Let’s start answering that by asking is Billion dollars a lot of money? Of course it is. But in relative terms and as an investment? For comparison, the beer company Anheuser-Busch paid 20 Billion to get their hands on Corona, and their competitor SAB Miller paid 10.2 Billion for Australian Foster’s.

And all that is, paraphrasing the late Steve Jobs, not really changing the world, but just mixing barley with water.

Okay, okay.  Fair enough. Those acquisition pricetags surely cover more than just the brand goodwill and the customer base. There must be “hardware” involved. Bottling plants, distribution, exclusive contracts and so on. I am definitively not an expert, but, apart from the time it takes to replicate those, how valuable is all that really? So I am sure the math still contains big numbers for the brand and customer base value that make “investing 1 Billion to acquire a household Internet brand(s)” to sound more reasonable.

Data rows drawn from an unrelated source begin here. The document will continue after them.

PR #2831, opened 2022-09-23
Link to RPC in Metrics Semantic Conventions

oppegard:
## Changes

I'm proposing this change because of the poor discoverability of RPC metrics on the generated website: https://opentelemetry.io/docs/reference/specification/metrics/semantic_conventions/

Should the RPC file also be renamed to `rpc-metrics.md` to match the others?


MrAlias (approved):

joaopgrassi (approved):
+1 for renaming it to `rpc-metrics.md` for the sake of consistency. We could also consider opening an issue on the website repo so the lack of discoverability is fixed there as well :)

reyang (approved):

oppegard:
I renamed `rpc.md` to `rpc-metrics.md`. If we don't have agreement, let me know and I can revert the change.

PR #2835, opened 2022-09-26
Contributing Geo fields from ECS

### LINKED ISSUE #2834: Add Geo fields from Elastic Common Schema

Some observability use cases require localization of resources. Examples are:

- Observability of mobile devices: Geographically localizing the mobile devices provides valuable insights into how mobile apps perform depending on their location. 
- For applications that are geographically distributed across multiple regions and data centers, the geo location can provide useful insights as well.

Having an additional `geo` namespace on the resource attributes serves use cases as outlined above and allows to filter and group data by geo locations. 

As part of the [OTEP to support the Elastic Common Schema (ECS)](https://github.com/open-telemetry/oteps/pull/199), we propose to start with adopting the rich set of the ECS geo fields as a new namespace in the resource attributes. 

**Additional context.**

This is related to this OTEP: https://github.com/open-telemetry/oteps/pull/199

AlexanderWert:
Fixes #2834

## Changes
Adds `geo` namespace from the Elastic Common Schema to the resource attributes to allow filtering and grouping of observability data by geo location.  

Related OTEP: https://github.com/open-telemetry/oteps/pull/199

### DIFF
--- a/specification/resource/semantic_conventions/geo.md
+++ b/specification/resource/semantic_conventions/geo.md
@@ -1,0 +1,38 @@
+# Geo
+
+**Status**: [Experimental](../../document-status.md)
+
+**type:** `geo`
+
+**Description**: Geo fields can carry data about a specific location related to a resource or event. This geolocation information can be derived from techniques such as Geo IP, or be user-supplied.
+
+<!-- semconv geo -->
+| Attribute  | Type | Description  | Examples  | Requirement Level |
+|---|---|---|---|---|
+| `geo.city_name` | string | City name. | `Montreal`; `Berlin` | Recommended |
+| `geo.continent_code` | string | Two-letter code representing continent’s name. | `AF` | Recommended |
+| `geo.continent_name` | string | Name of the continent. | `North America`; `Europe` | Recommended |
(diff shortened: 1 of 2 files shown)


specification/resource/semantic_conventions/geo.md
```diff
@@ -0,0 +1,38 @@
...
+| Value  | Description |
+|---|---|
+| `AF` | Africa |
+| `AN` | Antarctica |
+| `AS` | Asia |
+| `EU` | Europe |
+| `NA` | North America |
+| `OC` | Oceania |
+| `SA` | South America |
+<!-- endsemconv -->
```
scheler, line 38: 1. For mobile devices, the geo attributes will be changing as the user moves around and they cannot be updated on the `Resource` currently. This PR will have to wait until https://github.com/open-telemetry/oteps/pull/208 is resolved or there's another mechanism introduced that allows changing attributes on a Resource.
2. For apps running in data centers (and mobile apps), I believe the customers will have to run a Geo mapping service to map the IP to the geo coordinates. If for some reason this service is unavailable, there should be a way to pass the original source IP in the `Resource` so that the telemetry service can use that for the geo mapping. Can you include support for that in this PR or add a reference to it if it's already there?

A billion here or there, but somehow the the get-rich-with-internet story may not feel that glorious. Could feel more like luck, gold-digging or opportunistic. People can picture how the blue collar beer makers brewed and bottled beer in the farmhouse, with the family helping, to meet the increasing demand, as the grapevine spread the news about the awesome, differentiated product. And, in comparison, the Internet entrepreneur did what? Sat at Starbucks hacking some code to his Mac, while making sure none of the Asian subcontractors were using child labor?

None of this matters. The valuation is what it is, because somebody built a product line or a customer base that Big Corporations need, but wouldn’t, or couldn’t, build organically.

And, unlike some of the beer companies going directly to the acquisition mode, most technology companies have first tried to build the new things themselves. Because that coding at Starbucks was supposed to be easy, remember? But it turned out to be everything but, their build-it-from-scratch efforts failing miserably. And often failing for so many different reasons, nothing to do with technology, but more with business model conflict and leadership culture. So companies are willing to pay the big bucks for the acquisition so that they don’t need to go through those self-inflicted failures again.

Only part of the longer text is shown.